How to complete this task: All of the data is to be printed again exactly as it appears.
※
Issue #4065, opened 2024-05-01
Automating the Publishing of docker image


kskarthik:
### Proposal

I have a thought regarding automating updating of docker image to the project's docker registry.

The workflow is described in-depth below:

## Tasks to be done by the developer locally:

1. creates a tag
2.  build the deb locally & sign
3. push to the project's debian archive
4. push the tag to github

## The Proposed Automation part:

5.  A workflow will be tiggered on github actions when a tag is pushed
6. A script checks if a new version which matches the git tag, is published at [deb.globaleaks.org](http://deb.globaleaks.org/)
7. If yes, It builds docker image from the Dockerfile present in the project's repo & tags it with the latest version. Else, the job fails.
8. Pushes to the docker hub

### Motivation and context

This will reduce the number of repetitive manual tasks to be done for each release & helps the developers prioritize their attention

kskarthik:
i have a proof-of-concept implementation for this method.

evilaliv3:
Closing as addressed since we are not able to build and publish images automatically on dockerhub.

Thank you @kskarthik !

PR #4066, opened 2024-05-03
Automate docker image build on each release

kskarthik:
A docker image will be built for each release
Only builds if there is a matching release in the debian repository

### DIFF
--- a/.github/workflows/release.yml
+++ b/.github/workflows/release.yml
@@ -1,0 +1,23 @@
+name: Release Globaleaks
+
+on:
+  push:
+    # this workflow only runs on tag names prefixed with "v"
+    # and suffixed with "-docker"
+    tags:
+      - "v*-docker"
+
+jobs:
+  publish_docker_image:
+    runs-on: "ubuntu-latest"
+    steps:
+      - name: Check out repository code
+        uses: actions/checkout@v4
+        with:
+          fetch-depth: 0
+
+      - name: Build
+        env:
+          DOCKER_HUB_TOKEN: ${{ secrets.DOCKER_HUB_TOKEN }}
+        run: |
+          ./.github/workflows/scripts/build_docker.sh
--- a/.github/workflows/scripts/build_docker.sh
+++ b/.github/workflows/scripts/build_docker.sh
※
Output below:
Issue #4065, opened 2024-05-01
Automating the Publishing of docker image


kskarthik:
### Proposal

I have a thought regarding automating updating of docker image to the project's docker registry.

The workflow is described in-depth below:

## Tasks to be done by the developer locally:

1. creates a tag
2.  build the deb locally & sign
3. push to the project's debian archive
4. push the tag to github

## The Proposed Automation part:

5.  A workflow will be tiggered on github actions when a tag is pushed
6. A script checks if a new version which matches the git tag, is published at [deb.globaleaks.org](http://deb.globaleaks.org/)
7. If yes, It builds docker image from the Dockerfile present in the project's repo & tags it with the latest version. Else, the job fails.
8. Pushes to the docker hub

### Motivation and context

This will reduce the number of repetitive manual tasks to be done for each release & helps the developers prioritize their attention

kskarthik:
i have a proof-of-concept implementation for this method.

evilaliv3:
Closing as addressed since we are not able to build and publish images automatically on dockerhub.

Thank you @kskarthik !

PR #4066, opened 2024-05-03
Automate docker image build on each release

kskarthik:
A docker image will be built for each release
Only builds if there is a matching release in the debian repository

### DIFF
--- a/.github/workflows/release.yml
+++ b/.github/workflows/release.yml
@@ -1,0 +1,23 @@
+name: Release Globaleaks
+
+on:
+  push:
+    # this workflow only runs on tag names prefixed with "v"
+    # and suffixed with "-docker"
+    tags:
+      - "v*-docker"
+
+jobs:
+  publish_docker_image:
+    runs-on: "ubuntu-latest"
+    steps:
+      - name: Check out repository code
+        uses: actions/checkout@v4
+        with:
+          fetch-depth: 0
+
+      - name: Build
+        env:
+          DOCKER_HUB_TOKEN: ${{ secrets.DOCKER_HUB_TOKEN }}
+        run: |
+          ./.github/workflows/scripts/build_docker.sh
--- a/.github/workflows/scripts/build_docker.sh
+++ b/.github/workflows/scripts/build_docker.sh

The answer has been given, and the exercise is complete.